• _REQUIRED ACTION_:
This exercise asks for a copy of each line in the records below with the word "same" in it.

(EXERCISE INPUTS Opens)

PR #250, opened 2023-06-23
GDC matrix now shows sample names if zoom is big enough

airenzp:
GDC samples returned from the server contain a sample field, not a sampleName, now it is read this field in function sampleLabel if sampleName is not provided


xzhou82 (approved):
thanks! will look into server returned data

PR #256, opened 2023-06-23
Type error fixes in categorical, condition, and geneVariant handlers

creilly8:


gavrielm (approved):
Tested condition term and it works well

PR #258, opened 2023-06-26
reduce array value to a single value as a quick fix

xzhou82:
please also pull sjpp master
test at http://localhost:3000/?genome=hg38&gene=ENST00000345146&mds3=GDC, click on a recurrent mutation to see "Primary diagnosis" used as outer ring values


karishma-gangwani (approved):
works! thanks

PR #274, opened 2023-06-29
Fixed issues with geneset

airenzp:
Added check to avoid duplicating genes. Fixed bug when selecting the active group.


xzhou82 (approved):
thanks

PR #275, opened 2023-06-29
Geneset menu position

airenzp:
Showing geneset at the same position of the parent popup


xzhou82 (approved):
looks okay i hope the menu won't flash when clicking `Edit`

PR #1435, opened 2024-03-13
Add blat server image

aacic:
## Checklist


container/blat/Dockerfile
```diff
@@ -0,0 +1,27 @@
+FROM debian:bullseye-slim
```
siosonel, line 1: I think we should use `bookworm-slim`, just like we do in `container/deps/Dockerfile`, we may be able to reuse a cached image layer. Also, `bullseye` is old stable, `bookworm` is current stable.

container/blat/Dockerfile
```diff
@@ -0,0 +1,27 @@
...
+    && rm -rf /var/lib/apt/lists/*
+
+RUN wget https://hgdownload.soe.ucsc.edu/admin/exe/linux.x86_64/blat/gfServer \
+    && chmod +x gfServer
+
+RUN mkdir -p ./genomes
+
+EXPOSE $PORT
+
+CMD ["sh", "-c", "$COMMAND"]
```
siosonel, line 25: the variable "$COMMAND" here seems too permissive, may want to restrict this a bit. For example, 
```dockerfile
CMD ["sh", "-c", "./gfServer start $HOST $PORT -stepSize=$STEPSIZE /home/root/blat/genomes/$HGNUM.2bit"]
```

container/blat/Dockerfile
aacic: Changed.

container/blat/Dockerfile
aacic: I did like this:

`CMD ["sh", "-c", "./gfServer start $HOST $PORT -stepSize=$STEPSIZE /home/root/blat/genomes/$HGNUM.2bit"]`

siosonel (approved):

container/blat/Dockerfile
siosonel: @aacic I think `$HOST` will always be `127.0.0.1` within the container? If yes, should hard code this instead of being an argument. But I approved the PR either way.

aacic: Ok. It's hardcoded and merged.

PR #1445, opened 2024-03-18
Sample parent

airenzp:
## Description

This PR allows to represent relation between samples. It displays related samples in the SampleView. It can be tested with this [db](https://drive.google.com/file/d/14wSk6fdJl2pq2xUsa0QPISNKai512FWu/view?usp=sharing) from pnet. Only the databases with ancestry information should be regenerated, using  `node ~/dev/sjpp/utils/termdb/buildTermdb.bundle.js terms=terms.json annotation3Col=annotations.txt sampleAncestry=sample_ancestry.tsv dbfile=db
`. PNET was already regenerated using this file copied to hpc `hpc:tp/files/hg19/pnet/clinical/sample_ancestry.tsv`

## Checklist


siosonel:
@airenzp I think this should require a corresponding PR branch in the `sjpp` repo? For example, in `sjpp/termdb/create.sql`, to show how the change to the table schema.

airenzp:
> @airenzp I think this should require a corresponding PR branch in the `sjpp` repo? For example, in `sjpp/termdb/create.sql`, to show the change to table schema(s).

Yes, Edgar you are right. I just made a PR. I am also going to work on some changes discussed with Xin, so I will mark this PR as a draft. We have to consider the possibility of child samples that are not related between each other, but have the same parent.

utils/termdb/buildTermdb.js
```diff
@@ -245,10 +245,7 @@ function loadTermsFile(scriptArg) {
 	 */
 	const terms = []
 	const parent_ids = new Set() //To store parent_id for each term in terms
-	for (const line of fs
```
xzhou82, line 248: please delete this file and use sjpp/utils/termdb/buildTermdb.js instead. this one was accidentally left here before repo switch. sjpp version has far more features

airenzp: There is only this pp file Xin, in sjpp a bundle version is generated, but I could not find the duplicate you mentioned.

airenzp: Then I am trying to move it to sjpp/utils/termdb and compile it to test the changes done but I need to update the import paths. I am having compilation errors.

airenzp: What I see now is this error `	initBinConfig is not a function` when running `node ~/dev/sjpp/utils/termdb/buildTermdb.bundle.js terms=terms.json annotation3Col=annotations.txt dbfile=db
sampleAncestry=sample_ancestry.tsv`

siosonel: @airenzp Could you console.log `initBinConfig`?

(EXERCISE INPUTS Closes)

• _ANSWER TO THIS PROBLEM_:
Showing geneset at the same position of the parent popup
Yes, Edgar you are right. I just made a PR. I am also going to work on some changes discussed with Xin, so I will mark this PR as a draft. We have to consider the possibility of child samples that are not related between each other, but have the same parent.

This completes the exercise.